Whenever a line carries the word "reads", pull it out of the entries.
DATA PROVIDED START
PR #2276, opened 2021-01-05
Update build metadata. don't trigger from pushed tags anymore

CharlieC3:
* Updates the package name and version displayed in the `/v2/info` endpoint.
    * The `server_version` at `/v2/info` and `stacks-node version` command should now read something similar to:
    ```bash
    "stacks-node v24.3.2.0-xenon (build-metadata:0087561+, release build, linux [x86_64])"
    ```

    ```bash
    docker run --rm build-metadata-stretch stacks-node version
    stacks-node v24.3.2.0-xenon (build-metadata:0087561+, release build, linux [x86_64])
    ```

Screen Shot 2021-01-06 at 10 59 15 PM

* Disables triggering a release when a tag is pushed up. cc @kantai 
    * I disabled this because since we added a GH workflow which creates a new `clarity-js-sdk` PR upon each `stacks-blockchain` release, a new tag that gets created by the standard release workflow will create a loop, causing the release workflow to run again and attempt re-releasing the version.
    * With this disabled, we will no longer be able to push up a Git tag created locally to trigger a new release. [This GH workflow will need to be invoked manually](https://github.com/blockstack/stacks-blockchain/actions?query=workflow%3Astacks-blockchain), with a new tag passed into the textbox.
    * @kantai if you want this to remain enabled, an alternative solution is possible but will require more testing to ensure it doesn't break the clarity-js-sdk-pr workflow.

Closes https://github.com/blockstack/stacks-blockchain/issues/2275
Closes https://github.com/blockstackpbc/devops/issues/554

## Type of Change
- [ ] New feature
- [ ] Bug fix
- [X] API reference/documentation update
- [X] Other

No

No

## Testing information

1. Run a new node via `docker run -p 20443:20443 --rm blockstack/stacks-blockchain:build-metadata-stretch`
2. Open `localhost:20443/v2/info` in a browser once to initial boot finishes.

## Checklist
- [ ] Code is commented where needed
- [ ] Unit test coverage for new or modified code paths
- [ ] `npm run test` passes
- [ ] Changelog is updated
- [ ] Tag 1 of @person1 or @person2

### DIFF
--- a/build.rs
+++ b/build.rs
@@ -8,13 +8,12 @@ fn current_git_hash() -> Option<String> {
             .arg("--pretty=format:%h") // Abbreviated commit hash
             .current_dir(env!("CARGO_MANIFEST_DIR"))
             .output();
-    
+
         if let Ok(commit) = commit {
             if let Ok(commit) = String::from_utf8(commit.stdout) {
                 return Some(commit);
             }
         }
-
     } else {
         return option_env!("GIT_COMMIT").map(String::from);
     }
--- a/build.rs
+++ b/build.rs
@@ -1,32 +1,43 @@
 use std::process::Command;
 
 fn current_git_hash() -> Option<String> {
-    let commit = Command::new("git")
-        .arg("log")
-        .arg("-1")
-        .arg("--pretty=format:%h") // Abbreviated commit hash
-        .current_dir(env!("CARGO_MANIFEST_DIR"))
-        .output();
-
-    if let Ok(commit) = commit {
-        if let Ok(commit) = String::from_utf8(commit.stdout) {
-            return Some(commit);
+    if option_env!("GIT_COMMIT") == None {
+        let commit = Command::new("git")
+            .arg("log")
+            .arg("-1")
+            .arg("--pretty=format:%h") // Abbreviated commit hash
+            .current_dir(env!("CARGO_MANIFEST_DIR"))
+            .output();
+    
+        if let Ok(commit) = commit {
+            if let Ok(commit) = String::from_utf8(commit.stdout) {
+                return Some(commit);
+            }
         }
+
+    } else {
+        return option_env!("GIT_COMMIT").map(String::from);
     }
+
     None
 }
 
 fn current_git_branch() -> Option<String> {
-    let commit = Command::new("git")
-        .arg("rev-parse")
-        .arg("--abbrev-ref")
-        .arg("HEAD")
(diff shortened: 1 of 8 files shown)


kantai:
> Disables triggering a release when a tag is pushed up. cc @kantai 

This works for me

kantai (approved):

CharlieC3:
@kantai Did you see this part? 

> I tested this change out locally and it doesn't seem to do what we want it to do. The server_version in the /v2/info endpoint still reads blockstack-core 0.0.1 => 23.0.0.0. @kantai Can you double check this?

I'm wondering if the version and package name cannot be overridden by ENV vars because it's defined in the Cargo.toml.

diwakergupta:
> @kantai Did you see this part?
> 
> > I tested this change out locally and it doesn't seem to do what we want it to do. The server_version in the /v2/info endpoint still reads blockstack-core 0.0.1 => 23.0.0.0. @kantai Can you double check this?
> 
> I'm wondering if the version and package name cannot be overridden by ENV vars because it's defined in the Cargo.toml.

@CharlieC3 that's because code relies on `option_env!`, which inspects an environment variable at _compile time_, not run time: https://doc.rust-lang.org/std/macro.option_env.html

The `blockstack-core` and `0.0.1` are coming from the main Cargo.toml. I'm less sure about the `23.0.0.0`, but either way, if you set these variables when building locally, it should work.

CharlieC3:
@diwakergupta [The env vars are getting set before the build occurs](https://github.com/blockstack/stacks-blockchain/pull/2276/files#diff-18f6d44d9b68714128f52a7f925d93e239b1a98e31a034f0811ae92a8191c6f3R5-R6).

I also tried setting the env vars during runtime in the docker container just to test, but it doesn't seem to have any affect (as expected from the reasons you mentioned).

build.rs
```diff
@@ -1,32 +1,43 @@
...
+            .output();
+    
+        if let Ok(commit) = commit {
+            if let Ok(commit) = String::from_utf8(commit.stdout) {
+                return Some(commit);
+            }
         }
+
+    } else {
+        return option_env!("GIT_COMMIT").map(String::from);
```
CharlieC3, line 19: Not sure if there's a better way to convert a `Option<&'static str>` to `Option<String>`.

kantai: That's a perfect approach.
DATA PROVIDED END
OUTPUT BELOW =>
> I tested this change out locally and it doesn't seem to do what we want it to do. The server_version in the /v2/info endpoint still reads blockstack-core 0.0.1 => 23.0.0.0. @kantai Can you double check this?
> > I tested this change out locally and it doesn't seem to do what we want it to do. The server_version in the /v2/info endpoint still reads blockstack-core 0.0.1 => 23.0.0.0. @kantai Can you double check this?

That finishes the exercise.